For the part of it that maybe I can empathize with some — the ‘wanting to find smart people to hang around with’, maybe a little probably useless advice? If my online-acquaintance judgment is worth anything, you’re at least approximately right about how smart you are. But I think drawing the kind of distinction you do between people who are “merely very smart” and your intellectual peers is going to lead you astray — thinking about whether someone you might make friends with is smart enough, on an absolute scale, that you’re going to enjoy their company is going to be a more forgiving measurement, and one that will leave you with more people to socialize with, than trying to figure out if they’re really as smart as you are.
And I’d think again about grad school too. Bad as everything one hears about it is, the worst-case scenarios I hear about is that people end up in situations that roughly approximate how you’re feeling now. At which point you’re no better, but no worse off. And the potential upside seems significant.

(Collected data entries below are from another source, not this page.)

PR #1017, opened 2024-10-22
dialog: Use Cupertino-flavored alert dialogs on iOS

### LINKED ISSUE #996: dialog: Use Cupertino-flavored alert dialogs on iOS
We should experiment with the [`AlertDialog.adaptive`](https://api.flutter.dev/flutter/material/AlertDialog/AlertDialog.adaptive.html) constructor, instead of [`AlertDialog`](https://api.flutter.dev/flutter/material/AlertDialog/AlertDialog.html), which forces a Material-style dialog on iOS:

| Current | Should be more like |
| --- | --- |
| image | image |

The "after" screenshot was made by simply changing `AlertDialog(` to `AlertDialog.adaptive(`. A complete fix will be a little more complicated than that, though. See the code sample on the [`AlertDialog.adaptive` doc](https://api.flutter.dev/flutter/material/AlertDialog/AlertDialog.adaptive.html), which shows a platform switch for the dialog's action buttons, to style those appropriately (including the buttons' on-press appearance):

February 2nd, 2008 at 10:56
Megan, LB, thanks.
LB, I think you’re right about judging people I socialize with. But what I was referring to in that “merely very smart” remark was specifically about finding a partner, and about that I’m more conflicted. I’m afraid that with someone much less intelligent than me I wouldn’t be able to avoid feeling at some level like I was settling, and that would basically be poison for a really close, honest relationship. On the other hand, if I could get to the point where I really didn’t think it was settling, where I were able to respect and admire the person for other qualities, then I’d probably have a much bigger dating pool. And it seems like the latter attitude is more healthy anyway, but maybe the only way to adopt it would be in a fake, self-righteous way, and that would be even worse.
March 6th, 2008 at 16:19
Hey hey. Are things still so bad? I worry about you.
March 6th, 2008 at 16:32
Depression’s a little less bad. Still feeling suicidal, though. Medications switching around. I took a leave of absence from my job because I couldn’t do it anymore, couldn’t focus on it. Tried group therapy, didn’t get anything from it. Nowadays just hanging around the house.
March 8th, 2008 at 13:24
Jesus, hon. That doesn’t sound good.
Shit. I have nothing to offer that you can’t think of yourself, but I want you to be better.